Verification notes: All facts are anchored to primary regulatory documents or published market data. Price ranges reflect spot market transactions or published auction results; regulatory changes reflect official legislative text or regulatory guidance. CORSIA participation and baseline figures cite ICAO's official dataset. EU allowance pricing sources include exchanges and market analysts active in carbon markets.
2026-03-09 — Rewrote 3 unanchored qualifiers to factual framing with source citations. Removed 2 AI-isms and replaced with precise language.
2026-03-06 — Initial publication.
SAF Production and Pricing: Where the Numbers Stand
Global SAF production reached 1.0 million tonnes in 2024 and doubled to 1.9 Mt in 2025, with IATA projecting 2026 output at 2.4 Mt (December 2025), representing 0.8% of total global jet fuel consumption. For context, conventional jet fuel was trading at $3.24/gallon as of March 3, 2026 (Airlines for America).
SAF trades at a 2–5x premium over conventional jet fuel in mandated markets (IATA, December 2025). On the U.S. West Coast, where spot pricing is reported by commodity brokers,SAF reached prices near $3.50/gallon in early 2026 (Advanced Biofuels USA, March 2026). That price still carries a premium and does not reflect delivered costs at most airports.
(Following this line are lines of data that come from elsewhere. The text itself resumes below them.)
PR #371, opened 2023-03-31
Update mpi queries jsonpaths

m-goggins:
# Update MPI blocking queries to work on nested jsonb data

## Summary
This PR updates the Postgres MPI client to query within the `patient_resource` jsonb object of the `patient_table`. The updated query formatting allows users to specify which columns they want to block on (from a pre-determined list) and the transformations they want performed (e.g., for the DIBBs algo we block on last4 of MRN in the first pass).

IATA calculated the industry-wide SAF cost burden at $3.6 billion in 2025, driven by the structural price spread between SAF and fossil-derived jet fuel.
The European Union Aviation Safety Agency (EASA) estimated 2024 SAF production costs at €1,461/tonne for biofuels (primarily HEFA pathway) and up to €7,695/tonne for synthetic e-fuels (ICCT, November 2025). The HEFA pathway—hydroprocessed esters and fatty acids, using waste oils and fats as feedstock—accounts for over 90% of current SAF production (CleanBridge, 2025).
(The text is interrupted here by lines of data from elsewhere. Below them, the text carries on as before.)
PR #377, opened 2023-04-04
Make linkage work with MPI

### LINKED ISSUE #283: Create function to run record linkage algorithm on a single record
### Why are we doing this?
Until now, the record linkage algorithm has been run on groups of records instead of a single record, and matches identified between the group instead of between a single record and a database of patients. To run in production, the algorithm needs to be updated to run on a single record, since the pipeline will look at a single bundle at a time.

### Action Requested
Create a function to run record linkage on a single record.

### Acceptance Criteria
It's possible to pass a single record to the function and determine if it's a match with existing records in the MPI.

### Additional Information

- needs to accept all the usual algorithm specifiers, including blocking criteria, fields to match on, and overall decision rule (for log-odds scoring, the appropriate dictionaries as well)
- needs to work using the cluster membership part of the algorithm (i.e. given a block of data, put them into clusters based on their master Person IDs, and then check membership in each cluster formed)
- since the algorithm will consist of multiple passes/blocking rules, we can stop computation if we find a match in an early block (only the batch mode needs to keep going to make sure missing fields are still demographically recovered)
- we don’t know that one block will always correspond to a single Master Person resource, so we’ll also need to track which Person’s Patient records an incoming resource best matches to (example: we have an incoming record John Shepard born 11/7/1980, and the MPI has records John Sheplar born 11/7/1981 and John Shepston born 6/7/1990, each of whom belongs to a different Master Person; our algorithm’s second pass blocks on first 4 chars of first and last name, so both John Sheplar and John Shepston will be returned as potential candidates; our new John Shepard will partially match John Shepston (it’ll be a weak score, but the first name will match and both birthdate and last name will score at least a few points, but probably not many), but will have a better match with John Sheplar (closer birthdate and a last name that basically looks like a typo)
- return value is probably a boolean indicating whether the given record should belong in the cluster returned by the block

bamader:
# Linking against an MPI

## Summary
This PR introduces the functionality needed to link an incoming record against an existing MPI database. A number of helper functions are introduced to smooth this process, and the naming and documentation within the code should explain what each does (i.e. I'm actually going to try to provide less information here to make sure that the code and comments within sufficiently explain what's happening). I left a number of TODOs in the code as well that are known future iterations beyond the MVP.

## Related Issue
Fixes #283


phdi/linkage/link.py
```diff
@@ -327,36 +341,41 @@ def extract_blocking_values_from_record(
...
-        "zip": "Patient.address.postalCode",
-        "city": "Patient.address.city",
-        "state": "Patient.address.state",
-        "sex": "Patient.gender",
-    }
+    :param blocking_fields: A List of dictionaries giving the blocking
+      fields and any transformations that should be applied to them. Each
+      dictionary in the list should include a "value" key with one of the
+      supported blocking fields above, and may also optionally contain a
+      "transformation" key whose value is one of our supported tranforms.
```
emmastephenson, line 348:
```suggestion
      "transformation" key whose value is one of our supported transforms.
```

phdi/linkage/link.py
```diff
@@ -971,6 +1115,72 @@ def _eval_record_in_cluster(
...
+def _find_strongest_link(linkage_scores: dict) -> str:
+    """
+    Helper method that determines the highest belongingness level that an
+    incoming record achieved against a set of clusers based on existing
+    patient records in the MPI. The cluster with the highest belongingness
+    ratio is chosen as the Person to link the new record to.
+    """
+    max_membership = 0.0
+    best_person = None
+    for person_id in linkage_scores:
```
emmastephenson, line 1149: I think this function could be simplified down to:
```
best_person = max(linkage_scores, key=linkage_scores.get)
return best_person
```

tests/linkage/test_linkage.py
```diff
@@ -864,3 +883,169 @@ def test_algo_write():
         },
     ]
     os.remove("./" + test_file_path)
+
+
+def test_link_record_against_mpi():
```
emmastephenson, line 888: This test looks great, but it feels a bit more like an e2e or integration test than a unit test for the linkage test with the PostgresMPI implementation. Any chance there's a specific sub-folder or different file for those kinds of tests?

emmastephenson (commented):
This looks awesome Brandon! Just a few minor comments, but great work!

phdi/linkage/link.py
```diff
@@ -971,6 +1115,72 @@ def _eval_record_in_cluster(
...
+    """
+    flattened_record = [
+        extract_value_with_resource_path(resource, LINKING_FIELDS_TO_FHIRPATHS[f])
+        for f in sorted(LINKING_FIELDS_TO_FHIRPATHS.keys())
+    ]
+    flattened_record = [resource["id"], None] + flattened_record
+    return flattened_record
+
+
+def _group_patient_block_by_person(data_block: List[list]):
```
DanPaseltiner, line 1170: nit: missing return type hint.

DanPaseltiner (changes requested):
This is pretty righteous. I do think that we should pass in an MPI client instead of building it inside `link_record_against_mpi`. I don't think this function should be responsible for instantiating MPI clients given DB connection details, or selecting the appropriate client to use if we eventually support multiple MPIs in the future.

phdi/linkage/link.py
```diff
@@ -523,6 +542,116 @@ def generate_hash_str(linking_identifier: str, salt_str: str) -> str:
...
+    :param patient_table: The name of the Patient table in the MPI.
+    :param person_table: The name of the Person table in the MPI.
+    :returns: A tuple consisting of a boolean indicating whether a match
+      was found for the new record in the MPI, followed by the ID of the
+      Person entity now associated with the incoming patient (either a
+      new Person ID or the ID of an existing matched Person).
+    """
+    db_client = DIBBsConnectorClient(
+        database, user, password, host, port, patient_table, person_table
+    )
```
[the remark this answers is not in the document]
bamader: Yeah definitely agree here. I like the suggestion of not making it the responsibility of the linking function to instantiate a client, so I'll make it just accept one as a parameter.

phdi/linkage/link.py
```diff
@@ -523,6 +542,116 @@ def generate_hash_str(linking_identifier: str, salt_str: str) -> str:
...
+        field_blocks = extract_blocking_values_from_record(record, blocking_fields)
+        data_block = db_client.block_data(field_blocks)
+
+        # TODO: First row of returned block is column headers for eventual
+        # mapping of indices to cols. Right now, just ignore the first element.
+        data_block = data_block[1:]
+
+        # TODO: Currently, some fields may be LoL (name, address) since they
+        # can contain historical values. For the MVP, take only the first
+        # element as the one that should be used with the record.
```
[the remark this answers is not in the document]
bamader: Yep will do!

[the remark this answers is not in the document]
bamader: Lol I wound up thinking of a way to efficiently solve this problem too, so I noted that in the ticket. Turns out when you structure your code efficiently/modularized, you only have to change a small helper to get this result.

tests/linkage/test_linkage.py
emmastephenson: Agreed, I'm fine to punt on it for now. Would you mind adding a TODO in the code to move the test to an integration test suite later?

phdi/linkage/link.py
bamader: Woah didn't know max could take a key param!

DanPaseltiner (approved):
Looks like we are on the same page about a few minor tweaks we should make before merging. I'll approve now so I'm not blocking.

PR #383, opened 2023-04-04
Remove "use" filter in jsonb queries

m-goggins:
# Remove "use" filter in jsonb queries

## Summary
Because "use" is not mandatory in address and name fields for patient resources, we have to remove the filtering on "use".


DanPaseltiner (approved):
Send it! Thanks for the quick turn around on this @m-goggins

PR #1266, opened 2017-07-14
change value of leeway only if it is lower than 1

danielhiga:
Some servers need more than 1 second.
Change JWT::$leeway only if it has a value lower than 1.

### DIFF
--- a/src/Google/AccessToken/Verify.php
+++ b/src/Google/AccessToken/Verify.php
@@ -207,9 +207,11 @@ class Google_AccessToken_Verify
       $jwtClass = 'Firebase\JWT\JWT';
     }
 
-    if (property_exists($jwtClass, 'leeway')) {
-      // adds 1 second to JWT leeway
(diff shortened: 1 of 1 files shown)


bshaffer:
If you do not want the `$leeway = 1` behavior, you can instantiate your own Jwt instance and pass it into the client constructor: 

```php
new Client_Service(null, null, new Firebase\JWT\JWT());
```

danielhiga:
https://github.com/firebase/php-jwt/blob/master/src/JWT.php
line 30:  public static $leeway = 0;
$leeway is not an instance variable, you change the value globally.

bshaffer:
Yes but passing in your own instance bypasses calling the `getJwtService` function.

danielhiga:
this work:

```
JWT:$leeway = LEEWWAY; //some value
$client = new Google_Client(['jwt' => new Firebase\JWT\JWT()]);
```

thank you

bshaffer:
Yes!! That's it. Thanks for the correction.

PR #1299, opened 2017-09-05
Correcting checking the expiration of the access token

andrey-helldar:
If you use the access token with the `offline` parameter, the timestamp is not returned by the server.

If you call the method `$client->isAccessTokenExpired()`, it always answers that the token expired.

Therefore, introduced changes that allow to correctly determine the "validity" of an unlimited access token.

### DIFF
--- a/src/Google/Client.php
+++ b/src/Google/Client.php
@@ -456,6 +456,8 @@ class Google_Client
   {
     if (!$this->token) {
       return true;
+    } elseif (!isset($this->token['expires_in'])) {
+      return false;
     }
 
     $created = 0;
--- a/src/Google/Client.php
+++ b/src/Google/Client.php
@@ -460,7 +460,9 @@ class Google_Client
   {
     if (!$this->token) {
       return true;
-    } elseif (!isset($this->token['expires_in'])) {
+    }
+    
+    if (!isset($this->token['expires_in'])) {
       return false;
     }
 


src/Google/Client.php
```diff
@@ -456,6 +456,8 @@ public function isAccessTokenExpired()
   {
     if (!$this->token) {
       return true;
+    } elseif (!isset($this->token['expires_in'])) {
```
bshaffer: elseif not required since the previous statement returns true. Just add another if.

bshaffer:
This logic operates under the assumption offline access returns non-expiring access tokens, which isn't the case. It should return a refresh token which can fetch additional access tokens.

andrey-helldar:
The problem is that using an offline token, nothing is returned.

bshaffer:
Is it possibly in a different property?

andrey-helldar:
I realized reading the table from API Google.Sheets using api key for web-servers.
I must say that before that I forgot to open access to this table. When access is opened - the data began to be read without problems.
BUT the problem was that when you called the method `isAccessTokenExpired()`, it always returned `true`.

bshaffer:
Yes, this is a problem. I'm not sure always returning "false" is the right way to fix it, however.

andrey-helldar:
Example:
There is a web application that can work with both client_id and api_key.
The choice of the authorization method is in the settings (the programmer himself sets the desired value).
Question: how does the code know about the expiration date of the key, if it does not know what it is using - client_id or api_key?

bshaffer:
I'm not sure. More investigation is required as to what the real issue is. The claim is that if `access_type=offline` is set in the token request, no `expires` comes back. This would be strange if true, as the only difference I'm aware of with offline access is a `refresh_token` comes back with the access token, which is a separate thing entirely.

We could try setting the `expires` parameter if it isn't set, and I believe google's default is 1 hour (again, we need to look into it). But really I don't have a firm grip on the real problem here.

dwsupplee:
@andrey-helldar sorry to see this open for so long. Is this still relevant for you? I'm going to close this out for now, but please let me know if you'd like us to take another look here.

andrey-helldar:
@dwsupplee yes, my PR solves the problem, but I haven't used the package for a long time.

PR #1317, opened 2017-10-09
Fix method documentation in Client.php

Phobetor:


Phobetor:
I signed it!

src/Google/Client.php
```diff
@@ -753,7 +763,7 @@ public function getScopes()
   }
 
   /**
-   * @return array
+   * @return string
```
bshaffer: good catch, should be `string|null` though

src/Google/Client.php
```diff
@@ -441,11 +440,16 @@ public function getAccessToken()
...
+  /**
+   * @return string|null
+   */
   public function getRefreshToken()
   {
     if (isset($this->token['refresh_token'])) {
       return $this->token['refresh_token'];
     }
+
+    return null;
```
bshaffer: What the point of this? By default methods return null if no value is returned

src/Google/Client.php
Phobetor: You are right. I fixed that.

src/Google/Client.php
Phobetor: This is about clean code mainly. An indication that the method returns null on purpose and not because someone forgot a statement. PhpStorm for example raises an issue when returns with and without a value are mixed.

Phobetor:
Hi @bshaffer
Thanks for reviewing the changes. I fixed the return type hint and explained the added return statement.

bshaffer:
Thank you @Phobetor !

PR #1322, opened 2017-10-24
fix certificate caching, fixes #1033

### LINKED ISSUE #1033: Certificate caching issue with 2.0.2?
I'm using 2.0.2 (installed via composer) and am finding that if you don't manually remove /tmp/stash each day, auth fails during verifyIdToken().  I'm not sure what's up - the cache items aren't due for expiration, so it's not just a failure to purge.  Anyone else seeing this?

redcapital:
Looking at http://www.php-fig.org/psr/psr-6/ it seems `getItem` accepts only one parameter. The expiration must be set on the `CacheItemInterface` instance

### DIFF
--- a/src/Google/AccessToken/Verify.php
+++ b/src/Google/AccessToken/Verify.php
@@ -178,7 +178,7 @@ class Google_AccessToken_Verify
   {
     $certs = null;
     if ($cache = $this->getCache()) {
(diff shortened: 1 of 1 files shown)


redcapital:
I signed it!

bshaffer:
This looks great, thank you!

U.S. Federal SAF Incentives
The Section 45Z Clean Fuel Production Credit, which replaced Section 40B beginning January 2025, originally allowed a maximum SAF credit of $1.75/gallon under the Inflation Reduction Act (CATF, October 2025). The "One Big Beautiful Bill Act" (H.R. 1), signed July 4, 2025, reduced the maximum SAF credit to $1.00/gallon and restricted feedstock eligibility to sources grown or produced in the U.S., Mexico, or Canada (CATF, October 2025). IRS proposed regulations issued in February 2026 confirmed the reduced credit amount and clarified that the applicable per-gallon amount is 20 cents, adjusted by the fuel's emissions factor (Baker Botts, February 2026).
CORSIA: How the Offset Math Works
The Carbon Offsetting and Reduction Scheme for International Aviation (CORSIA) is ICAO's market-based mechanism requiring airlines to offset CO₂ emissions growth from international aviation above a defined baseline (ICAO CORSIA). Under ICAO Assembly Resolution A42-22, the baseline is set at 85% of 2019 CO₂ emissions for all State pairs subject to offsetting requirements (IATA CORSIA).
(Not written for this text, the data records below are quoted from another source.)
PR #1334, opened 2017-11-04
Updated to PHPUnit 5.3.*

gabriel-caruso:
I've update PHPUnit to `5.3.*`, and dropped support to PHP versions `5.4` and `5.5`, as [PHPUnit 5 requires PHP `5.6`](https://github.com/sebastianbergmann/phpunit/blob/master/ChangeLog-5.0.md#removed-1).

### Why dropped support for PHP versions `5.4` and `5.5`?
These versions are [no longer supported by PHP](http://php.net/supported-versions.php).

### Why PHPUnit 5.3 and not higher?
Because in 5.4, [`getMock` method was deprecated](https://github.com/sebastianbergmann/phpunit/blob/master/ChangeLog-5.4.md#changed-2), and we will need to work on that.

### DIFF
--- a/.travis.yml
+++ b/.travis.yml
@@ -16,18 +16,9 @@ cache:
     - $HOME/.composer/cache
 
 php:
-  - 5.4
-  - 5.5
   - 5.6
   - 7.0
   - 7.1
-
-# Test lowest dependencies on PHP 5.4
-# (Guzzle 5.2, phpseclib 0.3)
-matrix:
-  include:
-    - php: 5.4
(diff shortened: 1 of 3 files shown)


bshaffer:
Thank you for your Pull Request! Unfortunately, even though PHP 5.4 and PHP 5.5 are no longer supported, we still have users on those versions. So unless there is a good reason to update it (a better reason than upgrading our PHPUnit version), we are going to continue supporting these versions of PHP.

PR #1354, opened 2017-12-05
Document that not all APIs support service accounts

deviantintegral:
This was a confusing onboarding experience with the YouTube API as following the SDK example for service accounts allows some, but not all [YouTube data API calls](https://developers.google.com/youtube/v3/docs/errors). Hopefully this clears things up as it sounds like other APIs including AdSense don't fully support service accounts either.


deviantintegral:
I signed it!

bshaffer:
This is a great idea, although if we do this we should list all the unsupported APIs

PR #1352, opened 2017-11-30
Refactoring tests

carusogabriel:
I've refactored some tests with [`assertCount`](https://phpunit.de/manual/current/pt_br/appendixes.assertions.html#appendixes.assertions.assertCount), [`assertFalse`](https://phpunit.de/manual/current/pt_br/appendixes.assertions.html#appendixes.assertions.assertFalse), [`assertTrue`](https://phpunit.de/manual/current/pt_br/appendixes.assertions.html#appendixes.assertions.assertTrue) and [`assertNull`](https://phpunit.de/manual/current/pt_br/appendixes.assertions.html#appendixes.assertions.assertNull) methods.

PR #1355, opened 2017-12-06
Refactoring tests

carusogabriel:
Continuing to refactory tests, like #1352, I've used:
- `assertArrayHasKey` instead of `isset` function;
- `assertGreaterThan` for mathematical comparisions;
- `assertCount` instead of `count` function;
- `assertInternalType` avoiding using `is_*` functions.


bshaffer:
These are great! Thank you @carusogabriel !

PR #1361, opened 2017-12-27
Fix HTTPS Conditions

msolters:
Only bypass HTTPS when two strict conditions are met:

*  We are on a local dev environment
*  The request is destined for a pubsub API domain


msolters:
Oh, didn't mean top open this on the upstream branch! Disregard

PR #1376, opened 2018-01-24
Fix #1350 error with rsa crypt

### LINKED ISSUE #1350: phpseclib > 2.0.7
phpseclib update has changed from method loadKey, line 97 in 
 google-api-php-client/src/Google/AccessToken/Verify.php

If you composer update and pull in the latest phpseclib, your google-api-client library will not work

Saqibm128:
#1350 

Simple enough.

More details: apparently phpseclib changed the method from loadKey to load, so this change fixes this.

### DIFF
--- a/src/Google/AccessToken/Verify.php
+++ b/src/Google/AccessToken/Verify.php
@@ -94,7 +94,7 @@ class Google_AccessToken_Verify
       $exponent = new $bigIntClass($this->jwt->urlsafeB64Decode($cert['e']), 256);
 
       $rsa = new $rsaClass();
-      $rsa->loadKey(array('n' => $modulus, 'e' => $exponent));
+      $rsa->load(array('n' => $modulus, 'e' => $exponent));
 
       try {
         $payload = $this->jwt->decode(


Saqibm128:
I signed it!

Saqibm128:
More details: apparently phpseclib changed the method from loadKey to load, so this change reflects that.

bshaffer:
Hello @Saqibm128 !
I am looking at the [phpseclib code](https://github.com/phpseclib/phpseclib/blob/2.0.9/phpseclib/Crypt/RSA.php#L1507) and I'm still seeing the function `loadKey`. Also, your [test is failing](https://travis-ci.org/google/google-api-php-client/jobs/333001482#L617) because it cannot find the function `load`.

Could you paste your code or a gist to a repro case?

Saqibm128:
Sorry I think I was using master instead of a specific version. On master, they made this change, which was causing this issue for me.

Saqibm128:
Specific line on master.
https://github.com/phpseclib/phpseclib/blob/master/phpseclib/Crypt/RSA.php#L467

dwsupplee:
I agree with @bshaffer that all I see is the method name `loadKey` for the versions of phpseclib pinned by the client (`~0.3.10|~2.0`). 

@Saqibm128 which version of `google/apiclient` are you pinned to?

The following installs, but includes [a client back to before phpseclib was introduced into the library](https://github.com/google/google-api-php-client/tree/v1.1.8/src/Google), so I'm not sure where a conflict with `loadKey` would come up.

```json
"require": {
    "google/apiclient": "*",
    "phpseclib/phpseclib": "dev-master"
}
```

Pulling in a newer version conflicts, `google/apiclient v2.0.0 requires phpseclib/phpseclib ~2.0 -> satisfiable by phpseclib/phpseclib[2.0.x-dev].`

```json
"require": {
    "google/apiclient": "~2.0",
    "phpseclib/phpseclib": "dev-master"
}
```

I'm not sure there is anything we can do here.

Saqibm128:
Entirely my mistake. Accidentally manually placed wrong version of phpseclib into the vendor folder. Closing request. Thank you

PR #1405, opened 2018-03-27
Increase minimum PHP version to 5.6

### LINKED ISSUE #1398: Update minimum php version to (at least ?) 5.5.
Hello,
I am maintaining an old project (the kind of which you call "the monster" with a low voice) which runs on php 5.4 (I know, it's bad...) without composer.

The README says :

>## Requirements
>PHP 5.4.0 or higher

But it actually seems to require a php version higher than 5.5 as it relies on `GuzzleHttp` which calls the [`curl_reset()`](https://secure.php.net/manual/en/function.curl-reset.php) function which was added in 5.5.

This results in a Fatal error :
>Fatal error: Call to undefined function GuzzleHttp\Handler\curl_reset() in /path_to/google-api-php-client-2.2.1/vendor/guzzlehttp/guzzle/src/Handler/CurlFactory.php on line 78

Phase 1 (2024–2026): Voluntary
ICAO calculated the 2019 baseline at 305,522,071 tonnes CO₂ for applicable State pairs, with total 2024 emissions of 361,159,641 tonnes reported by 126 States, producing a 2024 Sector's Growth Factor of 0.15405257 (ICAO/Green Air News, February 2026). Airlines on routes between the 138 participating States offset emissions exceeding this baseline by purchasing CORSIA Eligible Emissions Units (EEUs).
Phase 1 demand is estimated at 146–236 million EEUs based on IATA's September 2025 update, against which 15.8 million EEUs have been publicly issued and confirmed as CORSIA-eligible—drawn entirely from Guyana's ART TREES jurisdictional REDD+ program (Azzera, December 2025). The first Guyana auction in late 2024 priced EEUs at $21.70/tCO₂e, with 11 airlines purchasing 400,000 credits; subsequent 2025 transactions moved to $22.25/tCO₂e in Q1 and $22.55/tCO₂e in Q3 (Azzera, December 2025).